_Task prompt:_ After finding the line that contains "MADR only, no" in the entries below, retype it and every following line precisely, the last included.

==========

Issue #16973, opened 2026-06-17
Rethink releasing pipeline


Automaat:
### Description

Right now releasing takes really long and is error-prone. We should think about ways of speeding the release process. We potentially can skip running the full test suite on pushing the tag.

Automaat:
> Triage: we probably need MADR for this

PR #17013, opened 2026-06-23
docs(MADR): rethink releasing pipeline

Automaat:
## Motivation

Releasing is slow (~2–3.5h per tag) and error-prone: pushing a `vX.Y.Z` tag re-runs the full e2e matrix that the release branch already passed, and gates all publishing behind it. Addresses #16973.

## Implementation information

MADR only, no code. Proposes Option 1: skip e2e on the tag, gate on a green release-branch SHA, build/publish via a dedicated tag-triggered `release-publish.yaml`, plus a scheduled release rehearsal. Surveys peer projects (only Linkerd re-tests on the tag) and records Options 2 (RC + digest promotion) and 3 (stage/publish split) as follow-ups. Rehearsal feasibility is verified against the actual tooling (SLSA generators, chart-releaser, Kong security actions, `version.sh` preview routing).

## Supporting documentation

- MADR: `docs/madr/decisions/104-rethink-releasing-pipeline.md`
- Issue: #16973

> Changelog: skip

### DIFF
--- a/docs/madr/decisions/104-rethink-releasing-pipeline.md
+++ b/docs/madr/decisions/104-rethink-releasing-pipeline.md
@@ -9,7 +9,7 @@ Technical Story: https://github.com/kumahq/kuma/issues/16973
 Pushing a `vX.Y.Z` tag runs the full `build-test-distribute.yaml`, including the
 entire e2e suite, before any artifact ships. Recent tag runs: v2.13.8 218m,
 v2.14.0 124m, v2.12.12 119m, v2.11.16 102m (~2–3.5h), on top of the manual steps in
-`.claude/rules/release.md`.
+the team-mesh release issues.
 
 On a tag push (`FULL_MATRIX=true`):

==========

_The completed task:_
MADR only, no code. Proposes Option 1: skip e2e on the tag, gate on a green release-branch SHA, build/publish via a dedicated tag-triggered `release-publish.yaml`, plus a scheduled release rehearsal. Surveys peer projects (only Linkerd re-tests on the tag) and records Options 2 (RC + digest promotion) and 3 (stage/publish split) as follow-ups. Rehearsal feasibility is verified against the actual tooling (SLSA generators, chart-releaser, Kong security actions, `version.sh` preview routing).

## Supporting documentation

- MADR: `docs/madr/decisions/104-rethink-releasing-pipeline.md`
- Issue: #16973

> Changelog: skip

### DIFF
--- a/docs/madr/decisions/104-rethink-releasing-pipeline.md
+++ b/docs/madr/decisions/104-rethink-releasing-pipeline.md
@@ -9,7 +9,7 @@ Technical Story: https://github.com/kumahq/kuma/issues/16973
 Pushing a `vX.Y.Z` tag runs the full `build-test-distribute.yaml`, including the
 entire e2e suite, before any artifact ships. Recent tag runs: v2.13.8 218m,
 v2.14.0 124m, v2.12.12 119m, v2.11.16 102m (~2–3.5h), on top of the manual steps in
-`.claude/rules/release.md`.
+the team-mesh release issues.
 
 On a tag push (`FULL_MATRIX=true`):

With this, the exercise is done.